PR #3207, opened 2021-04-17
Adding note in docs about cmocean cmap changes.

chummels:
PR #3175 made a backwards incompatible change to yt dev that breaks existing scripts (it broke mine right under my nose).  This sort of thing needs to be documented in our yt4 differences page to minimize problems for users making a transition to yt4.  I've tried to update the docs appropriately.

Update1: Including @neutrinoceros 's changes.  
Update2: Ensuring the codeblocks work.

### DIFF
--- a/doc/source/yt4differences.rst
+++ b/doc/source/yt4differences.rst
@@ -55,19 +55,25 @@ names raise errors. The fix is to explicitly import the ``cmocean`` module and p
 (like ``balance``) with ``cmo.``.  Note that this solution works with any yt-supported version of Matplotlib, but is not backward compatible with earlier versions of yt. Example:
 
 Old Script (no longer works):
+
 .. code-block:: python
-import yt
-ds = yt.testing.fake_amr_ds()
-p = yt.SlicePlot(ds, "z", "Density")
-p.set_cmap("Density", "balance")
+
+    import yt
+
+    ds = yt.testing.fake_amr_ds()
+    p = yt.SlicePlot(ds, "z", ("gas", "Density"))
+    p.set_cmap(("gas", "Density"), "balance")
 
 New Script:
+
 .. code-block:: python
-import yt
-import cmocean
-ds = yt.testing.fake_amr_ds()
-p = yt.SlicePlot(ds, "z", "Density")
-p.set_cmap("Density", "cmo.balance")
+
+    import yt
+    import cmocean
+
+    ds = yt.testing.fake_amr_ds()
+    p = yt.SlicePlot(ds, "z", ("gas", "Density"))
+    p.set_cmap(("gas", "Density"), "cmo.balance")
 
 Cool New Things
 ---------------
--- a/doc/source/yt4differences.rst
+++ b/doc/source/yt4differences.rst
@@ -53,7 +53,7 @@ yt used to automatically register colormaps from ``cmocean``, unprefixed.
 This unfortunately became unsustainable with the 3.4 release of Matplotlib,
 in which colormaps with colliding names raise errors. The fix is to explicitly
 import the ``cmocean`` module and prefix ``cmocean`` colormaps (like
-``balance``) with ``cmo.``.  Note that this solution works with any 
+``balance``) with ``cmo.``.  Note that this solution works with any
 yt-supported version of Matplotlib, but is not backward compatible with earlier
 versions of yt. Example:
 
--- a/doc/source/yt4differences.rst
+++ b/doc/source/yt4differences.rst
@@ -47,6 +47,27 @@ are being removed entirely. When the deprecated field names are used for the
 first time in a session, a warning will be logged, so it is advisable to set
 your logging level to ``WARNING`` at a minimum to catch these.
 
+Colormaps
+^^^^^^^^^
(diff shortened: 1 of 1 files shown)


doc/source/yt4differences.rst
```diff
@@ -47,6 +47,27 @@ are being removed entirely. When the deprecated field names are used for the
 first time in a session, a warning will be logged, so it is advisable to set
 your logging level to ``WARNING`` at a minimum to catch these.
 
+Colormaps
+^^^^^^^^^
+yt previously included ``cmocean`` colormaps.  Due to collisions between some
+of our dependencies, you now have to explicitly import the ``cmocean`` module
+and prefix ``cmocean`` colormaps (like ``balance``) with ``cmo.``.  Example:
```
neutrinoceros, line 54:
```suggestion
yt used to automatically register colormaps from ``cmocean``, unprefixed.
This unfortunately became unsustainable with the 3.4 release of Matplotlib, in which colormaps with colliding
names raise errors. The fix is to explicitly import the ``cmocean`` module and prefix ``cmocean`` colormaps
(like ``balance``) with ``cmo.``.  Note that this solution works with any versions of yt+Matplotlib. Example:
```

doc/source/yt4differences.rst
```diff
@@ -47,6 +47,27 @@ are being removed entirely. When the deprecated field names are used for the
...
+p = yt.SlicePlot(ds, "z", "Density")
+p.set_cmap("Density", "balance")
+
+New Script:
+.. code-block:: python
+import yt
+import cmocean
+ds = yt.testing.fake_amr_ds()
+p = yt.SlicePlot(ds, "z", "Density")
+p.set_cmap("Density", "cmo.balance")
```
neutrinoceros, line 69: While we're at it, let's avoid adding more ambiguous fields :)
```suggestion
p = yt.SlicePlot(ds, "z", ("gas", "Density"))
p.set_cmap(("gas", "Density"), "balance")

New Script:
.. code-block:: python
import yt
import cmocean
ds = yt.testing.fake_amr_ds()
p = yt.SlicePlot(ds, "z", ("gas", "Density"))
p.set_cmap(("gas", "Density"), "cmo.balance")
```

neutrinoceros (approved):
Thanks for doing this Cameron, I should know better by now... anyway here are some suggestions.

doc/source/yt4differences.rst
neutrinoceros: I originally wrote that your example worked with any version of yt+matplotlib. After working on #3212, I realised this was unfortunately not the case, so I updated this accordingly.

doc/source/yt4differences.rst
neutrinoceros, line 69: I think Sphinx requires some more whitespacing to render code blocks, and while we're at it, let's avoid adding more ambiguous fields :)
```suggestion
Old Script (no longer works):

.. code-block:: python

    import yt

    ds = yt.testing.fake_amr_ds()
    p = yt.SlicePlot(ds, "z", ("gas", "Density"))
    p.set_cmap(("gas", ("gas", "Density")), "balance")

New Script:

.. code-block:: python

    import yt
    import cmocean

    ds = yt.testing.fake_amr_ds()
    p = yt.SlicePlot(ds, "z", ("gas", "Density"))
    p.set_cmap(("gas", "Density"), "cmo.balance")
```

munkm:
Is there a way we can build some sort of warning in 4.0 and actually fully switch in 4.1? Like we could register the colormaps our new way, but if somebody uses an old cmocean color name we can issue a warning and call with the new name internally? If it exists in both matplotlib and cmocean we can actually error out.

neutrinoceros:
That's a possibility, though I'm not certain how it should/could be done. In any case #3212 should be merged first. Right now, as correctly pointed out by Cameron, nothing works !

munkm:
Sure. I hadn't reviewed yet, I just think we need to find (and discuss) a good way to make sure this change has minimal impact on users if we can.

neutrinoceros:
actually I think it should be pretty straightforward.
Can someone please review and merge #3212 ? I think I know how to build a minimal adapter code on top of it that would make the transition easier.

munkm:
I see @chummels is a pending reviewer and I think he is a good choice for it!

doc/source/yt4differences.rst
```diff
@@ -47,6 +47,37 @@ are being removed entirely. When the deprecated field names are used for the
...
+^^^^^^^^^
+yt used to automatically register colormaps from ``cmocean``, unprefixed.
+This unfortunately became unsustainable with the 3.4 release of Matplotlib,
+in which colormaps with colliding names raise errors. The fix is to explicitly
+import the ``cmocean`` module and prefix ``cmocean`` colormaps (like
+``balance``) with ``cmo.``.  Note that this solution works with any
+yt-supported version of Matplotlib, but is not backward compatible with earlier
+versions of yt. Example:
+
+Old Script (no longer works):
```
neutrinoceros, line 60: Following #3214
```suggestion
Old Script (will not work in the near future):
```

cphyc (approved):
Thanks for doing this!

cphyc (approved):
^^^^^^^^
How to complete this task: Answer with a single number: how many lines in the data above have the string "works" in them?

Solution to the exercise: 9